Appoint a Co-Signatory On The Trust Account

In some practices, the flow of escrow money is critical for clients.  Thus, the solo should have a lawyer co-signatory on the account already in place so transactions are not delayed and settlement money is not held up.  In fact, it is a good idea to have a co-signatory for the operating account too.  Unlike for an escrow account, the co-signatory does not have to be a lawyer.  It can be a non-lawyer spouse or adult child, just so there is access.  This will also facilitate paying critical bills, such as rent, legal malpractice and the assistant.  Collecting fees, the lifeblood of any practice, may be difficult, but the assistant can be instructed on how to proceed with sending bills even if the solo is temporarily unavailable.

Conclusion

Every solo’s practice is different.  For instance, can the solo’s assistant handle most of the administrative issues with a small amount of help from a friendly lawyer?  Is it practical or feasible to have the temporary caretaker adjourn all deadlines with the intent to reassess the cases in the near future?  Is it necessary to point out critical deadlines in which the client will have to immediately retain new counsel to finish an urgent transaction?  Each solo will have to prepare based upon their own practice.

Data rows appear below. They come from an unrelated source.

PR #232, opened 2020-01-07
mrc-1261_components

EmmaLRussell:
Adding filters to BubblePlot component, and associated component changes

Contains changes from https://github.com/mrc-ide/hint/pull/231

### DIFF
--- a/src/app/static/src/app/components/plots/FilterSelect.vue
+++ b/src/app/static/src/app/components/plots/FilterSelect.vue
@@ -7,17 +7,22 @@
                     :value=treeselectValue
                     :disabled=disabled
                     :placeholder=placeholder
-                    @input="select"></treeselect>
+                    @input="input"
+                    @select="select"
+                    @deselect="deselect"></treeselect>
     </div>
 </template>
 
 <script lang="ts">
     import Vue from "vue";
     import Treeselect from '@riophae/vue-treeselect';
-    import {NestedFilterOption} from "../../generated";
+    import {FilterOption, NestedFilterOption} from "../../generated";
+    import {flattenOptions} from "../../utils";
 
     interface Methods {
-        select: (value: string[]) => void
+        input: (value: string[]) => void
+        select: (node: FilterOption) => void
+        deselect: (node: FilterOption) => void
     }
 
     interface Computed {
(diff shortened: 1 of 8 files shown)


src/app/static/src/app/components/plots/FilterSelect.vue
```diff
@@ -7,17 +7,22 @@
...
 <script lang="ts">
     import Vue from "vue";
     import Treeselect from '@riophae/vue-treeselect';
-    import {NestedFilterOption} from "../../generated";
+    import {FilterOption, NestedFilterOption} from "../../generated";
+    import {flattenOptions} from "../../utils";
 
     interface Methods {
-        select: (value: string[]) => void
+        input: (value: string[]) => void
```
EmmaLRussell: We've ended up with two FilterSelect components, one living with the Barchart and one at the plots level. I've modified the latter (this one) so that it can deal with both types of event emitting (string ids or full selected options - Choro uses former, Barchart and Bubble Plot the latter). I've left the Barchart FilterSelect where it is as it has extra functionality around isXAxis/isDisagg etc. Choro and Bubble Plot both using this more generic one.

src/app/static/src/app/components/plots/bubble/BubblePlot.vue
```diff
@@ -140,20 +195,60 @@
...
+                if (selectedOptions && selectedOptions.length > 0) {
+                    return selectedOptions
+                }
+                return this.countryFilterOption ? [this.countryFilterOption] : [];
+            },
+            flattenedAreas() {
+                return flattenOptions(this.areaFilter.options);
+            },
+            allSelectedAreaIds() {
+                //get intersection of selected areas and current Features(ie current level)
```
hillalex: I don't think it's neccessary to take this intersection since only current features are rendered on the map - you can just directly pass the flattened selected area ids into the `getFeatureIndicators` function.

EmmaLRussell: Yeah, that's right - I think I put that in there to keep the featureIndicators dictionary small. I guess it's a trade off between handling more data than you need and recalculating it more often. I don't think I saw a performance hit either way really - for Malawi at least... It would keep the bubblePlot code a little simpler to do away with allSelectedAreaIds so that's reason enough!

hillalex: I wondered if it was a deliberate choice, but yeah I think if we can simplify this a little bit that's preferable!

This simplified summary is to motivate solos to prepare for the unthinkable.  The considerations noted above are part of a much larger plan that is necessary for solos for the long term when contemplating serious health issues, disability and death.  The New York State Bar has published a great manual for such situations titled, NYSBA Planning Ahead Guide, How to Establish an Advance Exit Plan to Protect your Clients’ Interests in the Event of your Disability, Retirement or Death (2nd Ed.).  Many solos are woefully unprepared for a sudden and serious illness.  A little preparation can protect clients, which in turn, protects solos and their families from a COVID-19 nightmare.